Will Your Retirement Be Gamble? NC Lawmakers Say No to Bitcoin Pension Plan!

NC Lawmakers Say 'No' to Bitcoin Pension Plan
NC lawmakers are hitting the brakes on investing state pensions in Bitcoin! Discover the debate, concerns, and potential impact on your retirement.

The debate over whether to inject a dose of cryptocurrency into the traditionally conservative world of state pension funds has reached a fever pitch in North Carolina. While some lawmakers champion the potential for high returns by venturing into the digital asset market, others are pumping the brakes, expressing serious concerns about the inherent volatility and risks associated with Bitcoin and other cryptocurrencies. This tug-of-war highlights a broader national conversation about the role of digital assets in public finance, with North Carolina emerging as a key battleground.

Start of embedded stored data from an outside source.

PR #492, opened 2020-09-18
Mod2gems - move some mod/X Modules to gem_mod and make them gem 2

GerryG:
New PR because I broke the old branch


card/gem_mods/ace_editor/card-mod-ace_editor.gemspec
```diff
@@ -0,0 +1,29 @@
...
+vbits = version.split('.').map &:to_i
+vplus = { 0 => 90, 1 => 100 } # can remove and hardcode after 1.0
+vminor = vplus[ vbits[0] ] + vbits[1]
+card_version = [1, vminor, vbits[2]].compact.map(&:to_s).join "."
+# see card.gemspec for explanation of all of this, which has been ham-handedly
+# cut and pasted here.
+
+Gem::Specification.new do |s|
+  s.name = "card-mod-ace_editor"
+  s.version = card_version
```
ethn, line 13: we actually just want "version", not card_version.  card_version is going to be weird until we get to decko 1.0.  Then every gem will just use the same version.

ethn (changes requested):
This PR is never going to pass (or even really run) CI tests until we take care of template/Gemfile. I think I already explained how to do that, but let me know if you need more help.

card/gem_mods/ace_editor/card-mod-ace_editor.gemspec
GerryG: Ok, I'll change that. I wasn't sure how that would work with the other version streams.

GerryG:
I'm not sure I get the Gemfile issue. I have to change the generator so it makes a good Gemfile in decko new. Is that the gist of it. I guess I need to use that directly in my Docker stuff too. That would test it before it gets to ci. I think I'll try that.

decko/decko.gemspec
```diff
@@ -12,7 +12,7 @@ card_version = [1, vminor, vbits[2]].compact.map(&:to_s).join "."
 
 Gem::Specification.new do |s|
   s.name          = "decko"
-  s.version       = version
+  s.version       = card_version
```
ethn, line 15: yikes! no not this.

GerryG:
I think I fixed it and the version change.

decko/decko.gemspec
GerryG: fixed all the versions

decko/lib/decko/generators/decko/templates/Gemfile
```diff
@@ -6,8 +6,24 @@ path "<%= @gemfile_gem_path %>" do
...
   gem 'cardname', :require => false
 end
+path "<%= @gemfile_gem_path %>/card/gem_mods" do
+  gem 'card-mod-date'
+  gem 'card-mod-recaptcha'
+  gem 'card-mod-ace_editor'
+  gem 'card-mod-prosemirror_editor'
+  gem 'card-mod-tinymce_editor'
+  gem 'card-mod-edit'
+  #gem 'card-mod-layout'
```
ethn, line 16: I think we can delete (not just comment) these.

ethn: (mod-layout only)

card/mod/Modfile
```diff
@@ -21,12 +18,15 @@ mod 'media'
...
 mod 'bootstrap'
 mod 'google_analytics'
-mod 'recaptcha'
+gem_mod 'recaptcha'
 gem_mod 'markdown'
+gem_mod 'date'
+gem_mod 'ace_editor'
+gem_mod 'prosemirror_editor'
+gem_mod 'tinymce_editor'
+gem_mod 'edit'
```
ethn, line 31: Based on what we learned the other day about how gem_mods are loaded, these may not be necessary?

GerryG: Yeah, not at the end anyway. I just moved them back to the original order.

.gitmodules
```diff
@@ -19,11 +19,11 @@
 [submodule "card/mod/machines/vendor/jquery_rails"]
 	path = card/mod/machines/vendor/jquery_rails
 	url = https://github.com/rails/jquery-rails
-[submodule "card/mod/date/vendor/moment"]
-	path = card/mod/date/vendor/moment
+[submodule "card/gem_mods/date/vendor/moment"]
```
ethn, line 22: realizing we should singularize `gem_mod` to be consistent with `mod`

ethn: also, this should be `card-mod-date`, not just `date`, right?

GerryG:
I think I know what is breaking. I'm not sure about what those tests are using for Gemfile, is that to make sure it will run on a previous configuration (Gemfile). It is supposed to work without referencing the card-mod-X gems?

PR #497, opened 2020-09-22
Card cli - CI test

GerryG:
I'm expecting this to break, but I want to see if the new tasks will still support the CI scripts as they are. Will fix when it makes sense, plan on updating the scripts if that's the better angle. We can pre-release some of the commands stuff if we want to do that.


GerryG:
Closing to stop CI on commits. Will open when it works more.

PR #656, opened 2022-08-07
center layout

willmcgugan:
- Implements a "center" layout.
- Fixes an issues with scrollbars. If the mouse was captured when a scrollbar was hidden due to resizing the window, it was impossible to use the other scrollbar.
- Fixes an issue with refresh(layout=True)

https://user-images.githubusercontent.com/554369/183286651-631fa4e4-e2a2-4a8a-9def-420adc8958b3.mov

### DIFF
--- a/src/textual/layout.py
+++ b/src/textual/layout.py
@@ -1,35 +1,37 @@
 from .widget import Widget
 
 
-class Vertical(Widget):
-    """A container widget to align children vertically."""
+class Container(Widget):
+    """Simple container widget, with vertical layout."""
 
     CSS = """
-    Vertical {
+    Container {
         layout: vertical;       
         overflow: auto;
     }    
     """
 
 
-class Horizontal(Widget):
+class Vertical(Container):
+    """A container widget to align children vertically."""
+
+
+class Horizontal(Container):
     """A container widget to align children horizontally."""
 
     CSS = """
     Horizontal {
-        layout: horizontal;
-        overflow: auto;
+        layout: horizontal;        
     }    
     """
 
 
-class Center(Widget):
+class Center(Container):
     """A container widget to align children in the center."""
 
     CSS = """
     Center {
-        layout: center;
-        overflow: auto;
+        layout: center;        
     }
     
     """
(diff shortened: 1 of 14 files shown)


src/textual/layout.py
```diff
@@ -1,23 +1,37 @@
 from .widget import Widget
 
 
-class Vertical(Widget):
-    """A container widget to align children vertically."""
+class Container(Widget):
```
willmcgugan, line 4: A base class for common styles, and for containers where you might want to dynamically tweak the layout.

src/textual/layouts/factory.py
```diff
@@ -1,11 +1,15 @@
...
+
 from .._layout import Layout
-from ..layouts.vertical import VerticalLayout
+from .horizontal import HorizontalLayout
+from .vertical import VerticalLayout
+from .center import CenterLayout
 
 
-LAYOUT_MAP = {
+LAYOUT_MAP: dict[str, type[Layout]] = {
```
willmcgugan, line 9: Fixes a typing error below. Mypy couldn't figure this one out by itself.

src/textual/scrollbar.py
```diff
@@ -231,10 +231,14 @@ def render(self) -> RenderableType:
             style=scrollbar_style,
         )
 
-    async def on_enter(self, event: events.Enter) -> None:
+    def on_hide(self, event: events.Hide) -> None:
```
willmcgugan, line 234: If the scrollbar is hidden it releases the mouse. I'm wondering if this should be standard functionality, but there are some exotic use cases for a hidden widget capturing the mouse.

src/textual/widget.py
```diff
@@ -1040,7 +1040,9 @@ def refresh(
 
         if layout:
             self._layout_required = True
-            self._clear_arrangement_cache()
+            if isinstance(self._parent, Widget):
```
willmcgugan, line 1043: When a widget's dimensions / visibility change, we want to clear the *parent's* arrangement cache.

darrenburns (approved):

PR #660, opened 2022-08-10
unified events and messages

willmcgugan:
This unifies Events and Messages so that there is a single mechanism (calling `on_*`), and also introduces a namespace to make name collisions less likely.

There still are Events and Messages. Message is the base class, and are reserved for use by the system. Devs are expected to work with Events only.

- Provides a single unified mechanism to handle events and messages
- Adds a namespace to messages
- Removes some deprecated code


sandbox/darren/file_search.py
```diff
@@ -58,7 +58,7 @@ def on_mount(self) -> None:
         self.mount(file_table_wrapper=Widget(self.file_table))
         self.mount(search_bar=self.search_bar)
 
-    def handle_changed(self, event: TextWidgetBase.Changed) -> None:
+    def on_text_widget_base_changed(self, event: TextWidgetBase.Changed) -> None:
```
willmcgugan, line 61: We might want to explicitly set the namespace here. Reads a little clumsily. Guess we could set the namespace to "text_widget" so the method would be "on_text_widget_changed".

src/textual/events.py
```diff
@@ -28,11 +28,6 @@ def __init_subclass__(cls, bubble: bool = True, verbosity: int = 1) -> None:
         super().__init_subclass__(bubble=bubble, verbosity=verbosity)
 
 
-class Null(Event, verbosity=3):
```
willmcgugan, line 31: This used to serve a purpose, but was replaced by Prompt.

src/textual/message_pump.py
```diff
@@ -51,7 +54,27 @@ def __gt__(self, other: object) -> bool:
         return self.priority > other.priority
 
 
-class MessagePump:
+class MessagePumpMeta(type):
```
willmcgugan, line 57: A wild metaclass appears!

src/textual/message_pump.py
```diff
@@ -290,20 +316,32 @@ async def _process_messages(self) -> None:
 
         log("CLOSED", self)
 
-    async def dispatch_message(self, message: Message) -> bool | None:
+    async def dispatch_message(self, message: Message) -> None:
+        """Dispatch a message received form the message queue.
```
darrenburns, line 320:
```suggestion
        """Dispatch a message received from the message queue.
```

darrenburns (approved):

Recent weeks have seen a flurry of legislative activity in the Tar Heel State, with several bills introduced aiming to modernize the state’s investment strategies. Among these proposals are measures that would allow a portion of North Carolina’s $127 billion state pension fund to be invested in digital assets. State Treasurer Brad Briner, a Republican in his first term, has publicly stated the need to diversify the fund’s investments to achieve a benchmark annual return of 6.5%. He believes that exploring asset classes beyond traditional stocks and bonds is crucial for the financial security of the state’s retirees.

“The challenge in the pension fund is very clearly the investment side,” Treasurer Briner told the House Oversight Committee recently. He emphasized that the state has consistently made its required contributions to the fund, but investment performance needs improvement. Briner proposed the “State Investment Modernization Act,” which seeks to create the North Carolina Investment Authority, a five-member board that would oversee investment decisions, including potential allocations to digital assets.

Under Briner’s proposal, the newly formed Investment Authority could allocate up to 5% of the state’s retirement fund to digital assets like cryptocurrencies, stablecoins, and non-fungible tokens (NFTs). This move would require the General Assembly to lift existing restrictions on the types of assets the pension fund can invest in. Briner argues that these restrictions, some dating back over a decade, limit the fund’s ability to capitalize on new investment opportunities. “Cryptocurrencies did not exist a decade ago, and certainly zero interest rate fixed income was not interesting a decade ago,” he pointed out.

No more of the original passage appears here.